Его беспокоила участь Карлетто Груа, которого он еще не видел сегодня. Он вынул из пистолета две длинные пули и внимательно осмотрел их. Тяжелыми шагами ходил он взад и вперед по комнате.
Отец широко раскрытыми глазами следил за всеми его движениями. Он кряхтел, как вьючное животное в борьбе со смертью, по временам он хватал своими безобразными руками одеяло и махал им перед собой, чтобы освежить себя струей воздуха. Несколько раз он обращался к Маццагронье с вопросом:
— Не видать ли чего-нибудь?
Вдруг Маццагронья воскликнул:
— Вот бегут Карлетто и Геннаро.
В самом деле раздался сильный стук в дверь. Немного спустя, в комнату вошел Карлетто со своим слугой, оба были бледны, испуганы, облиты кровью и покрыты пылью.
При виде Карлетто герцог испустил крик. Он осмотрел его руки и ощупал тело, стараясь отыскать раны.
— Что с тобой случилось? Скажи, что случилось с тобой?
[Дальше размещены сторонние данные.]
PR #437, opened 2016-04-07
Updated page styles.

dsjen:
- Added headings for learner analytics (for both the roster view and individual learner view).
- Moved last updated date to header.
- Adjusted layout.
- Added initial loading spinner.

@dan-f please review.

### DIFF
--- a/analytics_dashboard/courses/templates/courses/learners.html
+++ b/analytics_dashboard/courses/templates/courses/learners.html
@@ -1,11 +1,14 @@
 {% extends "courses/base-course.html" %}
 
 {% load dashboard_extras %}
+{% load i18n %}
 {% load rjs %}
 
 {% comment %}
 View of individual learners within a course.
 {% endcomment %}
+
+{% block view-name %}view-learners view-dashboard{% endblock view-name %}
 
 {% block stylesheets %}
     {{ block.super }}
@@ -33,9 +36,16 @@ View of individual learners within a course.
 {% endblock uncompressed_javascript %}
 
 {% block child_content %}
-    {% if show_error %}
-        {% show_table_error %}
-    {% else %}
-        <div class="learners-app-container"></div>
-    {% endif %}
+    <section class="view-section">
+        {% if show_error %}
+            <div class="section-heading bordered">
+                <h4 class="section-title">{% trans "Learners" %}</h4>
+            </div>
+            {% show_table_error %}
+        {% else %}
+            <div class="learners-app-container">
+                {% include "loading.html" %}
+            </div>
+        {% endif %}
+    </section>
 {% endblock %}
--- a/analytics_dashboard/static/apps/learners/js/app.js
+++ b/analytics_dashboard/static/apps/learners/js/app.js
@@ -4,6 +4,7 @@ define([
     'learners/js/collections/learner-collection',
     'learners/js/controller',
     'learners/js/models/course-metadata',
+    'learners/js/models/page-model',
     'learners/js/router',
     'learners/js/views/root-view',
     'marionette'
@@ -13,6 +14,7 @@ define([
     LearnerCollection,
     LearnersController,
     CourseMetadataModel,
+    PageModel,
     LearnersRouter,
     LearnersRootView,
     Marionette
@@ -51,7 +53,8 @@ define([
         },
 
         onStart: function () {
-            var courseMetadata,
+            var pageModel = new PageModel(),
+                courseMetadata,
                 learnerCollection,
                 rootView,
                 router;
@@ -67,13 +70,17 @@ define([
                 parse: true
             });
 
-            rootView = new LearnersRootView({el: $(this.options.containerSelector)}).render();
+            rootView = new LearnersRootView({
+                el: $(this.options.containerSelector),
+                pageModel: pageModel
+            }).render();
 
             router = new LearnersRouter({
                 controller: new LearnersController({
                     courseId: this.options.courseId,
                     learnerCollection: learnerCollection,
                     courseMetadata: courseMetadata,
+                    pageModel:  pageModel,
                     rootView: rootView,
                     learnerEngagementTimelineUrl: this.options.learnerEngagementTimelineUrl
                 })
--- a/analytics_dashboard/static/apps/learners/js/controller.js
+++ b/analytics_dashboard/static/apps/learners/js/controller.js
@@ -24,9 +24,21 @@ define([
     var LearnersController = Marionette.Object.extend({
         initialize: function (options) {
             this.options = options || {};
+            this.listenTo(this.options.learnerCollection, 'sync', this.onLearnerCollectionUpdated);
+            this.onLearnerCollectionUpdated(this.options.learnerCollection);
+        },
+
+        onLearnerCollectionUpdated: function (collection) {
+            // Note that we currently assume that all the learners in
+            // the roster were last updated at the same time.
+            if (collection.length) {
+                this.options.pageModel.set('lastUpdated', collection.at(0).get('last_updated'));
+            }
         },
 
         showLearnerRosterPage: function () {
+            this.options.pageModel.set('title', gettext('Learners'));
+            this.onLearnerCollectionUpdated(this.options.learnerCollection);
             this.options.rootView.showChildView('main', new LearnerRosterView({
                 collection: this.options.learnerCollection,
                 courseMetadata: this.options.courseMetadata
@@ -41,8 +53,14 @@ define([
          */
         showLearnerDetailPage: function (username) {
             var engagementTimelineModel = new EngagementTimelineModel({}, {
-                url: this.options.learnerEngagementTimelineUrl.replace('temporary_username', username),
-                courseId: this.options.courseId
+                    url: this.options.learnerEngagementTimelineUrl.replace('temporary_username', username),
+                    courseId: this.options.courseId
+                }),
+                titleTemplate = _.template(gettext('Learner Engagement for <%- user %>'));
+
+            this.options.pageModel.set({
+                title: titleTemplate({user: username}),
+                lastUpdated: undefined
             });
             this.options.rootView.showChildView('main', new LearnerDetailView({
                 engagementTimelineModel: engagementTimelineModel
--- a/analytics_dashboard/static/apps/learners/js/spec/controller-spec.js
+++ b/analytics_dashboard/static/apps/learners/js/spec/controller-spec.js
@@ -3,8 +3,9 @@ define([
     'learners/js/collections/learner-collection',
     'learners/js/controller',
     'learners/js/models/course-metadata',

Юноша захныкал, как женщина.
— Вот здесь, — всхлипывая, сказал юноша, он нагнул голову и показал на затылке несколько слепленных кровью прядей волос.
Герцог осторожно приподнял пальцами волосы, чтобы открыть рану. Он любил Карлетто противоестественной любовью и заботился о нем, как о возлюбленной.
— Тебе больно? — спросил он юношу.
Тот заплакал сильнее. Он был нежен, как девушка, его женоподобное лицо было покрыто едва заметным пушком, он носил довольно длинные волосы, его руки были поразительно красивы, а голос его напоминал голос кастрата. Карлетто был круглым сиротой сыном беневентского кондитера, у герцога он исполнял обязанности пажа.
— Они сейчас придут, — проговорил он, при этом его лицо перекосилось от страха, и он стал смотреть полными слез глазами на балкон, со стороны которого снова послышался гул, на этот раз еще громче и ужаснее.